We also have a suicide study called Operation Deep Dive™, in partnership with Duke University School of Medicine. Operation Deep Dive™ is the first of its kind that truly knows the identity of every single service member who died in the last 10 years: Their name, cause of death, and their military history. It is an ongoing study, and at least eight states have participated or sent data to collaborate.
Whether it’s a nonprofit group, local government, state government or the VA, there are a lot of groups and departments and agencies available that provide resources for veterans. But finding veterans and connecting them to resources is still a challenge—and one that AWP is trying to fix.
However, some problems in the veteran’s community are structural, including some of the issues surrounding the Department of Veterans Affairs. Every part of the VA is in a silo: Health care, benefits, suicide prevention, etc.
At AWP, we approach mental health differently, as each veteran is unique and requires a “one-size-fits-one” approach. Counseling is a tool, but must be used as part of a holistic look at a veteran that also takes into consideration things like employment, transportation, financial stressors, access to health care, housing, benefits, etc.
All of that must come together, and AWP is trying to be part of the solution.
In the past nine months, AWP has identified 217 veterans who had suicidal ideation within the last 30 days. And we have served every single one of them. They’re all still alive. They’re all still connected.
However, 94 percent of them came to AWP not seeking mental health or behavioral health services. They came to us seeking something else, such as housing support or financial assistance.
The only way to truly reach AWP’s mission of ending veteran’s suicide is to attack one of it’s main culprits: Hopelessness. And hopelessness isn’t a mental health diagnosis. When you feel that there is no hope, that you have no way out and there’s no way forward, that’s tragic.
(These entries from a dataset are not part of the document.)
PR #2422, opened 2021-07-16
WIP-Adding math in SLR tutorial 

nasimanousheh:
I'm providing more information on Streamline-based Linear Registration.

Issue #2523, opened 2022-02-18
Doc generation failed


skoudoro:
## Description

It is currently impossible to generate the documentation (`make -C . html-after-examples`).  It seems that some docstrings are incorrect. we need to:

- Update all the dependency packages needed for the documentation
- improve citation management
- Fix quite a lot of docstring in different functions: 
- To avoid this problem in a future, Add a GitHub action to generate the documentation without the example
- Add a GitHub action to generate the documentation of the modified/added tutorial.

All of this can be split into multiple PR.

common docstring error:
```
Parameters 
------------ in 
Save `dix` to `fname` as pickle.
... in the docstring of save_pickle in /Users/koudoro/Software/dipy/dipy/io/pickles.py.
  warn(msg)
/Users/koudoro/miniconda3/envs/dipy-env-38/lib/python3.8/site-packages/numpydoc/docscrape.py:434: UserWarning: potentially wrong underline length... 
Examples 
---------- 
/Users/koudoro/miniconda3/envs/dipy-env-38/lib/python3.8/site-packages/numpydoc/docscrape.py:434: UserWarning: potentially wrong underline length... 
See also 
---------- in 
Save `dix` to `fname` as pickle.
... in the docstring of save_pickle in /Users/koudoro/Software/dipy/dipy/io/pickles.py.
  warn(msg)
/Users/koudoro/miniconda3/envs/dipy-env-38/lib/python3.8/site-packages/numpydoc/docscrape.py:434: 
```

```diff
- WARNING: Literal block expected; none found.
- Bullet list ends without a blank line; unexpected unindent.
- ERROR: [numpydoc] While processing docstring for 'dipy.reconst.dki.DiffusionKurtosisFit.kfa'
```

PR #2533, opened 2022-02-21
[FIX] Docstring cleaning: wrong underline length...

skoudoro:
Related to https://github.com/dipy/dipy/issues/2523.

The goal of this PR is to fix the following warning during doc generation:

```diff
- UserWarning: potentially wrong underline length...
```

it also closes #2422


skoudoro:
> FAILED segment/tests/test_mrf.py::test_icm_square - AssertionError

Failing tests are not related. We need to relax/check `test_icm_square`which seems to fail from time to time.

Like me, every veteran has a story. And we can, and should, give these veterans their hope back. Sometimes we need to do more to ask questions. Sometimes we need to do more to listen.
While there is a lot of work to be done, groups like AWP are out there on the front line every day doing the work, alongside our friends, partners, and the VA.
Our nation holds veterans in high regard, with good reason. Veterans are in every community across the country and are an essential part of the fabric of our national identity. We can’t let them down.
Together, we can do better.
Jim Lorraine, the president and CEO of America’s Warrior Partnership, served in the U.S. Air Force as a Flight Nurse with nine combat deployments and retired as the Deputy Command Surgeon for the United States Special Operations Command after 22 years of service. He became the founding director of the United States Special Operations Command Care Coalition and served as Special Assistant for Warrior and Family Support to the Chairman, Joint Chiefs of Staff.
All views expressed are the author’s own.